Pushkin’s exclamation brings to mind Van’s love of sweets. During Van’s first tea party at Ardis Marina says that she and Ada share Van’s “extravagant tastes” and mentions Dostoevski:



They now had tea in a prettily furnished corner of the otherwise very austere central hall from which rose the grand staircase. They sat on chairs upholstered in silk around a pretty table. Ada's black jacket and a pink-yellow-blue nosegay she had composed of anemones, celandines and columbines lay on a stool of oak. The dog got more bits of cake than it did ordinarily. Price, the mournful old footman who brought the cream for the strawberries, resembled Van's teacher of history, 'Jeejee' Jones.

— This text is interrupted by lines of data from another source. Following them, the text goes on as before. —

PR #139, opened 2020-03-17
API endpoint for release info json

ankitathomas:


cmd/release-controller/http.go
```diff
@@ -288,6 +288,7 @@ func (c *Controller) userInterfaceHandler() http.Handler {
 	mux := mux.NewRouter()
 	mux.HandleFunc("/graph", c.graphHandler)
 	mux.HandleFunc("/changelog", c.httpReleaseChangelog)
+	mux.HandleFunc("/api/v1/releaseInfo", c.httpReleaseInfoJson)
```
smarterclayton: We haven't really declared the current release output as part of a stable api, so this should be `/releasetag/{tag}/json`

cmd/release-controller/http.go
```diff
@@ -464,6 +465,42 @@ func (c *Controller) httpReleaseChangelog(w http.ResponseWriter, req *http.Reque
...
+	defer func() { glog.V(4).Infof("rendered in %s", time.Now().Sub(start)) }()
+
+	tag := req.URL.Query().Get("tag")
+	if len(tag) == 0 {
+		http.Error(w, fmt.Sprintf("tag must be specified"), http.StatusBadRequest)
+		return
+	}
+
+	tags, ok := c.findReleaseStreamTags(false, tag)
+	if !ok {
```
smarterclayton: you asked for a single tag, you can just exit with the error if `!ok` and use the tag the user provided as input

cmd/release-controller/http.go
```diff
@@ -464,6 +465,42 @@ func (c *Controller) httpReleaseChangelog(w http.ResponseWriter, req *http.Reque
...
+		}
+	}
+
+	tagBase := tags[tag].Release.Target.Status.PublicDockerImageRepository
+	if len(tagBase) == 0 {
+		http.Error(w, fmt.Sprintf("release target %s does not have a configured registry", tags[tag].Release.Target.Name), http.StatusBadRequest)
+		return
+	}
+
+	out, err := c.releaseInfo.ReleaseInfo(tagBase+":"+tag)
```
smarterclayton: To look up the image, you have to find it in the target status tags. You should not have to construct a pull spec directly.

'He resembles my teacher of history,' said Van when the man had gone.

'I used to love history,' said Marina, 'I loved to identify myself with famous women. There's a ladybird on your plate, Ivan. Especially with famous beauties - Lincoln's second wife or Queen Josephine.'

'Yes, I've noticed - it's beautifully done. We've got a similar set at home.'

'Slivok (some cream)? I hope you speak Russian?' Marina asked Van, as she poured him a cup of tea.

'Neohotno no sovershenno svobodno (reluctantly but quite fluently),' replied Van, slegka ulïbnuvshis' (with a slight smile). 'Yes, lots of cream and three lumps of sugar.'

'Ada and I share your extravagant tastes. Dostoevski liked it with raspberry syrup.'

'Pah,' uttered Ada. (1.5)



The characters of Dostoevski’s Idiot (1869) include old dame Belokonski. The novel’s main character, Prince Myshkin, ends up in a Swiss mad house. Pushkin’s poem Ne day mne Bog soyti s uma… (“The Lord Forbid my Going Mad…” 1833) brings to mind Sumarokov-Elston. In his poem Est’ tsennostey nezyblemaya skala… (“There is an unshakeable scale of values…” 1914) Mandelshtam mentions wretched Sumarokov (an ancestor of Sumarokov-Elston) and Ozerov (a poet and playwright who, like poor Batyushkov, went mad). The name Ozerov comes from ozero (lake) and brings to mind VN’s story Oblako, ozero, bashnya (“Cloud, Castle, Lake,” 1937). Bashnya is Russian for “tower” (an important concept in Ada’s philosophy, 1.12). The story’s English title brings to mind ‘She Yawns Castle.’



At the end of the dinner in Bellevue Hotel Van is so bored that his clenched jaws begin to ache. (3.8)



Marina + Ada + Stalin = malina + ad/da + starina



malina – raspberry

ad – Hell

da – yes

starina – antiquity, olden times; antiques; old fellow, old chap



Colonel St Alin, a scoundrel, is one of two seconds in Demon’s duel with Baron d’Onsky (nicknamed Skonky, 1.2).